[ACTION ITEM]: Nothing but the lines from the one containing "Prevent a submission" through the last line of the records below should be written out, each exactly as it stands.

INPUT DATA section start

PR #1572, opened 2016-02-22
Send notification emails to admins when an app lands in the app index.

kentonv:
This is actually already live.

### DIFF
--- a/shell/server/pre-meteor.js
+++ b/shell/server/pre-meteor.js
@@ -84,8 +84,9 @@ function wwwHandlerForGrain(grainId) {
     };
 
     if (path === "apps/index.json" ||
-        path === "apps/index-experimental.json" ||
-        path.match(/apps\/[a-z0-9]{52}[.]json/)) {
+        path.match(/apps\/[a-z0-9]{52}[.]json/) ||
+        path === "experimental/index.json" ||
+        path.match(/experimental\/[a-z0-9]{52}[.]json/)) {
       // TODO(cleanup): Extra special terrible hack: The app index needs to serve these JSON files
       //   cross-origin. We could almost just make all web sites allow cross-origin since generally
       //   web publishing is meant to publish public content. There is one case where this is
--- a/src/sandstorm/app-index/app-index.c++
+++ b/src/sandstorm/app-index/app-index.c++
@@ -321,6 +321,7 @@ public:
       } else if (path.startsWith("reject/")) {
         indexer.reject(path.slice(strlen("reject/")),
             kj::str(params.getContent().getContent().asChars()));
+        indexer.updateIndex();  // remove from experimental
         context.getResults().initNoContent();
       } else if (path.startsWith("unapprove/")) {
         indexer.unapprove(path.slice(strlen("unapprove/")));
--- a/src/sandstorm/app-index/app-index.c++
+++ b/src/sandstorm/app-index/app-index.c++
@@ -67,12 +67,13 @@ template <typename Context>
 void handleError(Context& context, kj::Exception&& e) {
   KJ_LOG(ERROR, e);
   auto error = context.getResults().initServerError();
-  error.setDescriptionHtml(kj::str("Error: ", htmlEscape(e.getDescription())));
+  error.setDescriptionHtml(kj::str("Error: ", htmlEscape(e.getDescription()), "\n"));
 }
 
 class SubmissionSession final: public ApiSession::Server {
 public:
-  explicit SubmissionSession(Indexer& indexer): indexer(indexer) {}
+  explicit SubmissionSession(Indexer& indexer, HackSessionContext::Client session)
+      : indexer(indexer), session(kj::mv(session)) {}
 
   kj::Promise<void> post(PostContext context) override {
     return kj::evalNow([&]() -> kj::Promise<void> {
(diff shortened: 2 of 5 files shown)


paulproteus:
Never mind! I see you already cut my work out for me!

paulproteus:
I see I have my work cut out for me!

src/sandstorm/app-index/app-index.c++
```diff
@@ -163,7 +164,38 @@ public:
...
+        if (!req.isSetState() ||
+            !response.getRoot<SubmissionStatus>().isPending()) {
+          return kj::READY_NOW;
+        }
+
+        // Send notification email to app index reviewers.
+        auto appTitle = indexer.getAppTitle(packageId);
+        auto notificationText = kj::str(
+            "An app package is pending review in the app index.\n\n"
+            "https://alpha.sandstorm.io/grain/NujwEZfut8oZoSdcrFzy9p/\n\n"
```
paulproteus: I guess it's nice if this grain link is configurable, or something.

kentonv: Yeah but not worth the time, meh.

kentonv:
Added additional changes to improve the experimental index.

src/sandstorm/app-index/app-index.c++
```diff
@@ -67,12 +67,13 @@ template <typename Context>
 void handleError(Context& context, kj::Exception&& e) {
```
paulproteus: Random note: I'm not sure I've seen `&&` in a function signature in C++ before.

shell/server/pre-meteor.js
```diff
@@ -84,8 +84,9 @@ function wwwHandlerForGrain(grainId) {
     };
 
     if (path === "apps/index.json" ||
-        path === "apps/index-experimental.json" ||
-        path.match(/apps\/[a-z0-9]{52}[.]json/)) {
+        path.match(/apps\/[a-z0-9]{52}[.]json/) ||
+        path === "experimental/index.json" ||
+        path.match(/experimental\/[a-z0-9]{52}[.]json/)) {
```
paulproteus: +1, naturally, this is sad, but if today is still "not the day" to have CORS indication in app manifest, or even as a server-wide admin setting, then OK.

paulproteus:
```
         // TODO(security): Verify request's webkey hash. Need to know our own webkey, somehow.
 
         auto packageId = packageIdString(req.getPackageId());
```

Curious why we would need that. Not a show-stopper, just curious.

paulproteus:
Also, presumably, it's safe to tell an app the _hash_ of the current webkey being used to access it, in theory, as a possible future Sandstorm API addition? If the app needs that for some reason, though I'm not sure I understand the reason here yet.

paulproteus:
```

         auto outBytes = kj::heapArray<byte>(
             status.totalSize().wordCount * sizeof(capnp::word) + 128);
```

128 here - I guess that's so that we have enough space in the buffer for the NUL byte that comes before the data? Why not ` + 1` in that case? Or I guess it's so that we can round up to the nearest something?

paulproteus:
Also w/r/t curl being hard to detect errors in, I use this in the installer:

```
curl -w '%(http_code)'
```

which works if you can save curl's HTTP response output to a file, or to /dev/null.

src/sandstorm/app-index/app-index.c++
paulproteus: I _seem_ to be getting duplicate emails in some cases, but I don't consider that a showstopper, but thought I'd mention it.

src/sandstorm/app-index/app-index.c++
```diff
@@ -163,7 +164,38 @@ public:
...
+        // Send notification email to app index reviewers.
+        auto appTitle = indexer.getAppTitle(packageId);
+        auto notificationText = kj::str(
+            "An app package is pending review in the app index.\n\n"
+            "https://alpha.sandstorm.io/grain/NujwEZfut8oZoSdcrFzy9p/\n\n"
+            "title: ", appTitle, "\n"
+            "packageId: ", packageIdString(req.getPackageId()), "\n"
+            "requested state: ", req.getSetState().getNewState(), "\n");
+
+        return session.getPublicIdRequest().send()
```
paulproteus: I guess this email sending has no error handling, but that is probably OK.

src/sandstorm/app-index/app-index.c++
```diff
@@ -288,6 +321,7 @@ public:
       } else if (path.startsWith("reject/")) {
         indexer.reject(path.slice(strlen("reject/")),
             kj::str(params.getContent().getContent().asChars()));
```
paulproteus: No CSRF protection except the Sandstorm built-in one. You're bold! I like that! This is not an objection.

paulproteus:
I don't really understand this loop yet:

```
         auto appId = appIdString(info.getAppId());
         auto iter = appMap.find(appId);
         if (iter == appMap.end() || info.getVersion() >= iter->second.version) {
```

Not a showstopper, just a remark.

src/sandstorm/app-index/indexer.c++
```diff
@@ -389,7 +394,7 @@ void Indexer::updateIndexInternal(kj::StringPtr outputFilename, kj::StringPtr ou
     kj::FdOutputStream(file.getFd()).write(text.begin(), text.size());
     file.finalize(kj::str(outputDir, "/", appEntry.first, ".json"));
 
-    if (approvedApps) {
+    if (!experimental) {
```
paulproteus: Not sure I understand this block, but not necessarily a showstopper if it actually works.

paulproteus: In particular, it's a bit weird to use `/var/apps` within this. Is there an analogous thing for experimental apps?

paulproteus: I guess the idea is that we unconditionally write the app SPK file symlink to `/var/apps`, but since we only need to do it once, we skip that work `if (experimental)`?

paulproteus:
OK, I'm +0.5 on this. I want to ask some questions about this code, but those aren't showstoppers, so I'll click merge.

paulproteus:
CORRECTION: I'm not supposed to click merge, @kentonv is, so @kentonv you may do so now.

src/sandstorm/app-index/app-index.c++
kentonv: I haven't seen any dupes but I think there was a case of multiple versions of an app being submitted in rapid succession.

src/sandstorm/app-index/app-index.c++
kentonv: It's one of the greatest new features in C++11! Abstractly speaking, it means that ownership is being transferred without a copy.

src/sandstorm/app-index/indexer.c++
kentonv: This symlink is written to keep track of the latest published package version so that we can reject duplicates. It doesn't apply to experimental because if we reject an experimental app for trivial reasons and it is resubmitted, it is allowed to have the same version number.

src/sandstorm/app-index/app-index.c++
kentonv: If it fails an exception is thrown. The submitter ends up seeing an error. You could argue that we shouldn't display an error to the submitter given that their app was successfully submitted and only the notification email failed but I do not see a better place for the error report to go that we're actually likely to see, and I'd hate for the submitter to falsely believe that their submission will be looked at when in fact we haven't received any notification and so won't be looking.

kentonv:
I guess you reviewed more than just what was changing...

> Curious why we would need that. Not a show-stopper, just curious.

Prevent a submission made to one app index from being replayed against another app index. Not a huge threat.

> 128 here - I guess that's so that we have enough space in the buffer for the NUL byte that comes before the data?

That and the Cap'n Proto header and root pointer. Technically I think +17 would have worked but I didn't feel like being precise. Note that an exception will be thrown if somehow the buffer overflows.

INPUT DATA section end

[TASK SOLUTION]:
Prevent a submission made to one app index from being replayed against another app index. Not a huge threat.

> 128 here - I guess that's so that we have enough space in the buffer for the NUL byte that comes before the data?

That and the Cap'n Proto header and root pointer. Technically I think +17 would have worked but I didn't feel like being precise. Note that an exception will be thrown if somehow the buffer overflows.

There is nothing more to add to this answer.